Нетерпение сердца (Цвейг) - страница 157

Его решительный тон звучал убедительно. Но я чувствую, что уступать нельзя.

— Я понимаю, что впереди наклонная дорожка, — соглашаюсь я. — Но я вынужден уехать. Ничего особенного я собой не представляю и ничему особенному не учился, но если ты дашь мне рекомендацию, можешь быть уверен, я не подведу тебя. Знаю, я не первый, кто к тебе обращается, ведь ты устроил шурина Ференца?

— Йонаша? — Балинкаи презрительно щелкает пальцами. — Но ты подумай, кем он был. Мелким провинциальным человеком. Такому помочь легко. Посади его с одной табуретки на другую, немного получше, и он уже возомнит себя чуть ли не господом богом! Не все ли ему равно, где протирать штаны, — ни на что большее он не способен. Но вот найти что-нибудь подходящее для того, кто однажды носил звездочку на воротнике, — это уже совсем другое дело. Увы, дорогой Гофмиллер, верхние этажи всегда оказываются занятыми. Кто хочет начинать в цивильной жизни сначала, должен устраиваться внизу, и даже в подвале, где пахнет не розами, а кое-чем похуже.

— Мне все равно!

Должно быть, я произнес это запальчиво, потому что Балинкаи посмотрел на меня сперва с любопытством, а потом как-то отчужденно, словно издалека. Придвинув свой стул поближе, он положил руку мне на плечо.

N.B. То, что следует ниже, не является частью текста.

PR #238, opened 2025-04-11
feat: add new RadioGroup separate from hook form

serikjensen:
This PR
* adds a new RadioGroup component separate from React Hook Form
* adds a new Radio component which is styling around the native html input
* creates a RadioGroupField component that connects to hook form

## Proof of functionality

Form submission with the correct values updating

https://github.com/user-attachments/assets/a60b43c0-e1e4-4392-8ccf-82c08a4b0d29

Required state working and focus on the first element behaving

https://github.com/user-attachments/assets/d1590ad6-80c4-40a0-9f26-eeaec1e2ebe4

All Radio and RadioGroup examples

https://github.com/user-attachments/assets/41d990b2-9652-4331-ae64-1901357d4c34


jeffredodd:
Can you ask cursor to update the AllFields story with your RadioField? Just want to make sure we get it in there. Its been pretty good at making up fake things to put in too so I hope it works for you too.

src/components/Common/UI/RadioGroup/RadioGroup.tsx
```diff
@@ -0,0 +1,140 @@
...
+  const handleInputRef = useForkRef(inputRefFromProps, inputRef)
+
+  const { inputProps, isSelected, isDisabled } = useRadio(
+    {
+      ...props,
+      value,
+      // Hack to suppress aria-label warning from React Aria. We don't actually
+      // use children for the mapping of our radio to React Aria and we already
+      // configure a label for our radios.
+      children: ' ',
```
jeffredodd, line 64: LOL, ugh, why React Aria why!

jeffredodd (approved):
LGTM - If you add the AllFields story fix this will be even better.

src/components/Common/UI/RadioGroup/RadioGroup.tsx
serikjensen: Right?? 😂😭

PR #498, opened 2025-08-27
fix: resolve issue with business contractor new hire report

serikjensen:
Fixes some issues around business contractors and filing a new hire report. The type and self onboarding fields were not being set in the API call for updating the contractor. This ensures that we apply the contractor type and if we are self onboarding correctly along with the new hire report details.

This also updates the Submit component to properly set the invite contractor to self onboarding pending invite now that the above was resolved.

https://github.com/user-attachments/assets/04448c91-8635-4e8b-81e0-0a734d958266


src/components/Contractor/Submit/Submit.tsx
```diff
@@ -76,7 +76,7 @@ export const Root = ({ contractorId, selfOnboarding }: ContractorSubmitProps) =>
     return <SubmitDone onDone={handleSubmitDone} />
   }
   if (
-    onboardingStatus === ContractorOnboardingStatus.ADMIN_ONBOARDING_INCOMPLETE &&
+    onboardingStatus === ContractorOnboardingStatus.SELF_ONBOARDING_NOT_INVITED &&
```
shermango, line 79: for my understanding, why are we changing the enum check here? and is there ever a case where multiple enums would qualify as truthy for this check?

shermango (commented):
left a question, also should a unit test be included for asserting the request payload for when `selfOnboarding` is/is not provided?

src/components/Contractor/Submit/Submit.tsx
serikjensen: I think this was messed up previously due to the contractor update endpoint being called incorrectly in the file new hire report. This was a needed change after i corrected that

For the other statuses we wouldn't want to show the invite screen... unless they were changing the recipient email, but that's a case we would probably need some UX around anyway

This is probably still something that will need work on refining moving forward separately as contractor onboarding gets traction with partners, but this at least makes the happy path functional for now.

jeffredodd (approved):

PR #509, opened 2025-08-29
GWS-5415 Implement PayrollList connection to API

scally:


src/components/Payroll/PayrollList/PayrollListPresentation.tsx
```diff
@@ -1,46 +1,53 @@
...
+              </Text>
+              <Text>
+                {paySchedules.find(schedule => schedule.uuid === payPeriod?.payScheduleUuid)
+                  ?.name ||
+                  paySchedules.find(schedule => schedule.uuid === payPeriod?.payScheduleUuid)
+                    ?.customName}
+              </Text>
             </Flex>
           ),
           title: 'Pay period',
```
jeffredodd, line 34: i18n? Totally fine if we're waiting until later to do it all

serikjensen (approved):
Looks good! we should probs ticket i18n as jeff pointed out or take care of it here

src/components/Payroll/PayrollList/PayrollListPresentation.tsx
scally: Probably faster to do it now than to ticket it 🤷🏻

src/components/Payroll/PayrollList/PayrollListPresentation.tsx
```diff
@@ -1,46 +1,53 @@
...
     <DataView
       columns={[
         {
-          render: () => (
+          render: ({ payPeriod }) => (
             <Flex flexDirection="column">
-              <Text>Jul 5 - Jul 18, 2025</Text>
-              <Text>Regular Payroll</Text>
+              <Text>
+                {payPeriod?.startDate} - {payPeriod?.endDate}
```
dmortal, line 24: nit: I think this is a good candidate for format utility in `dateFormatting.ts` to ensure consistency in how we render dates

src/components/Payroll/PayrollList/PayrollListPresentation.tsx
```diff
@@ -1,46 +1,53 @@
...
         },
         {
           title: 'Run by',
-          render: () => <Text>Wed Jul 23, 2025</Text>,
+          render: ({ payrollDeadline }) => <Text>{payrollDeadline?.toLocaleDateString()}</Text>,
         },
         {
           title: 'Status',
-          render: () => <Badge>Ready to submit</Badge>,
+          render: ({ processed }) => <Badge>{processed ? 'Processed' : 'Unprocessed'}</Badge>,
```
dmortal, line 42: i18n?

src/components/Payroll/PayrollList/PayrollListPresentation.tsx
```diff
@@ -1,46 +1,53 @@
...
+                    ?.customName}
+              </Text>
             </Flex>
           ),
           title: 'Pay period',
         },
         {
           title: 'Run by',
-          render: () => <Text>Wed Jul 23, 2025</Text>,
+          render: ({ payrollDeadline }) => <Text>{payrollDeadline?.toLocaleDateString()}</Text>,
```
dmortal, line 38: We should probably start pulling current locale from our  locale provider (`useLocale.ts`) since it at some point we should expect partners to change that - don't know how close we are to that though. It's a nit comment

dmortal (approved):

src/components/Payroll/PayrollList/PayrollListPresentation.tsx
scally: @dmortal  Wondering also if even the `X - Y` format would hold up to scrutiny for non-US dates

src/components/Payroll/PayrollList/PayrollListPresentation.tsx
scally: Agreed; I think we should look at that holistically as opposed to here specifically

PR #519, opened 2025-09-03
feat: replacing suspence query for employee list pagination purposes

dmortal:
Removing useSuspense from EmployeeList
Adding inline spinner for now to the pagination control - pending design feedback

https://github.com/user-attachments/assets/8bbd660e-62ce-41c9-bbc9-e1a38e4b31a8


src/components/Common/PaginationControl/PaginationControl.tsx
```diff
@@ -47,6 +49,7 @@ const DefaultPaginationControl = ({
           </section>
         </div>
         <div className={style.paginationControlButtons}>
+          {isFetching && <InlineSpinner ariaLabel={t('labels.paginationFetchingLabel')} />}
```
serikjensen, line 52: Nit: we'll potentially need to adapter this since it's not using the core loading indicator. No need to do that now, but we'll probably need to provide that for adapter customers down the road

PR #526, opened 2025-09-05
feat: update payroll configuration to use prepare endpoint

serikjensen:
This updates the PayrollConfiguration component to use the prepare payroll endpoint instead of the get single payroll endpoint. This is because when we are editing payroll, we need to use the prepare endpoint first since the pay has not been calculated, see slack thread here: https://gustohq.slack.com/archives/C0327091JD8/p1757026541659839

This also updates the payroll list to only fetch unprocessed payrolls since we are currently working on the edit view.

Note that the gross pay has not been calculated when we use the prepare endpoint. This means that the gross pay is displaying as 0 for now. There is a separate ticket for this here https://gustohq.atlassian.net/browse/GWS-5505

## Proof of functionality

https://github.com/user-attachments/assets/004055bc-ed06-41a5-aa39-af5eb2d8387a

### DIFF
--- a/src/components/Payroll/PayrollList/PayrollList.tsx
+++ b/src/components/Payroll/PayrollList/PayrollList.tsx
@@ -1,5 +1,6 @@
 import { usePayrollsListSuspense } from '@gusto/embedded-api/react-query/payrollsList'
 import { usePaySchedulesGetAllSuspense } from '@gusto/embedded-api/react-query/paySchedulesGetAll'
+import { ProcessingStatuses } from '@gusto/embedded-api/models/operations/getv1companiescompanyidpayrolls'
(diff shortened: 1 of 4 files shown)


src/components/Payroll/PayrollList/PayrollList.tsx
```diff
@@ -12,6 +13,7 @@ interface PayrollListBlockProps extends BaseComponentInterface {
 export const PayrollList = ({ companyId, onEvent }: PayrollListBlockProps) => {
   const { data: payrollsData } = usePayrollsListSuspense({
     companyId,
+    processingStatuses: [ProcessingStatuses.Unprocessed],
```
scally, line 16: 💯

PR #533, opened 2025-09-09
feat: calculate via API endpoint on demand

scally:
poll for change of calculation status

delay Calculated event until we have confirmation of calculation from API

### DIFF
--- a/src/components/Payroll/PayrollConfiguration/PayrollConfiguration.tsx
+++ b/src/components/Payroll/PayrollConfiguration/PayrollConfiguration.tsx
@@ -1,8 +1,11 @@
 import { useState, useEffect } from 'react'
 import { useEmployeesListSuspense } from '@gusto/embedded-api/react-query/employeesList'
 import { usePayrollsPrepareMutation } from '@gusto/embedded-api/react-query/payrollsPrepare'
+import { usePayrollsGetSuspense } from '@gusto/embedded-api/react-query/payrollsGet'
+import { usePayrollsCalculateMutation } from '@gusto/embedded-api/react-query/payrollsCalculate'
 import type { Employee } from '@gusto/embedded-api/models/components/employee'
 import type { PayrollPrepared } from '@gusto/embedded-api/models/components/payrollprepared'
+import { PayrollProcessingRequestStatus } from '@gusto/embedded-api/models/components/payrollprocessingrequest'
 import { PayrollEditEmployee } from '../PayrollEditEmployee/PayrollEditEmployee'
 import { PayrollConfigurationPresentation } from './PayrollConfigurationPresentation'
 import type { BaseComponentInterface } from '@/components/Base/Base'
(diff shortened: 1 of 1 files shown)


src/components/Payroll/PayrollConfiguration/PayrollConfiguration.tsx
```diff
@@ -37,15 +35,22 @@ export const Root = ({ onEvent, companyId, payrollId, dictionary }: PayrollConfi
 
   const { LoadingIndicator } = useBase()
 
+  const { data: payrollData, refetch } = usePayrollsGetSuspense(
+    {
+      companyId,
+      payrollId,
+    },
+    { refetchInterval: 5_000 },
```
serikjensen, line 43: ahh this is handy

src/components/Payroll/PayrollConfiguration/PayrollConfiguration.tsx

— Послушай, Гофмиллер, я тебе не опекун и не собираюсь читать наставлений. Но поверь товарищу, который испытал все это на собственной шкуре. Нет, дорогой, совсем не все равно, когда ты со всего маху летишь вниз, с офицерского седла в самую грязь… Можешь поверить человеку, который однажды сидел вот здесь, в этой комнатушке, с полудня до темноты, и точно так же говорил себе: «Мне все равно». Около половины двенадцатого я подал рапорт об увольнении. Идти в офицерское казино, туда, где все, мне не хотелось, показываться среди бела дня на улице в штатском — тоже. И вот я снял этот номер — теперь ты понимаешь, почему я всякий раз останавливаюсь в нем, — и ждал тут, пока стемнеет, чтобы никто не провожал соболезнующим взглядом Балинкаи, улепетывающего в поношенном сером пиджаке и старой шляпе. Вот тут, у окна я стоял тогда и в последний раз смотрел на улицу. Там прогуливались мои товарищи, все в форме, стройные, честные, свободные, каждый словцо маленький бог, и каждый знал, кто он такой и где его место. Только тогда я понял, что теперь я ничто в этом мире; у меня было такое чувство, будто вместе с мундиром я содрал с себя кожу. Сейчас ты, конечно, подумаешь: наплевать, какое на тебе сукно — голубое, черное или серое, и какая разница, гуляешь ли ты с саблей или с зонтиком. Но я до сих пор не могу забыть, как я тогда вечером выскользнул из гостиницы и встретил по дороге на вокзал двух улан, а они, не козырнув, прошли мимо меня; и как я потом сам втащил спой чемоданчик в вагон третьего класса и сидел там среди потных крестьянок и рабочих. Я, конечно, понимаю, все это глупо и несправедливо, наша так называемая сословная честь выеденного яйца не стоит, но ведь после четырех лет военного училища и восьми лет службы этого уже не вытравишь, это у нас в крови. Знаешь, на первых порах у тебя такое чувство, словно ты безногий калека или урод. Сохрани тебя бог от такой беды! Ни за какие сокровища я не согласился бы снова пережить тот вечер, когда пробирался на вокзал, обходя каждый фонарь. А ведь это было только начало.